Would you find each line in the entries below with the string "Bumped" and copy it?

* [DATA SHOWN]:
<<<<
PR #1970, opened 2026-07-23
Bumped postgres and sqlserver driver (3.5)

tfr42:
Bumped to latest version:
- org.postgresql:postgresql:42.7.13
- com.microsoft.sqlserver:mssql-jdbc:12.10.2.jre11

### DIFF
--- a/pom.xml
+++ b/pom.xml
@@ -366,6 +366,7 @@
                     <ignoreClass>com.sun.media.jai.*</ignoreClass>
                     <ignoreClass>com.sun.xml.*</ignoreClass>
                     <ignoreClass>org.w3c.dom.*</ignoreClass>
+                    <ignoreClass>org.deegree.commons.metadata.description.jaxb.*</ignoreClass>
                   </ignoreClasses>
                   <scopes>
                     <scope>compile</scope>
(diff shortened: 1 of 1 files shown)


julianzz98 (approved):

pom.xml
```diff
@@ -366,6 +366,7 @@
                     <ignoreClass>com.sun.media.jai.*</ignoreClass>
                     <ignoreClass>com.sun.xml.*</ignoreClass>
                     <ignoreClass>org.w3c.dom.*</ignoreClass>
+                    <ignoreClass>org.deegree.commons.metadata.description.jaxb.*</ignoreClass>
```
dstenger, line 369: Why is this ignore necessary?

dstenger: One of the dependencies probably introduces a duplicate jaxb classes. Is it safe that this will not lead to problems?

tfr42: On local build this was blocking, no time to investigate what the root cause is. Build requires JDK 11 with Maven 3.8. The class generated during build is neither part of postgresql nor mssql-jdbc nor do the jdbc driver contain class in the org.deegree packages.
>>>>
* [ANSWER BELOW]:
Bumped postgres and sqlserver driver (3.5)
Bumped to latest version:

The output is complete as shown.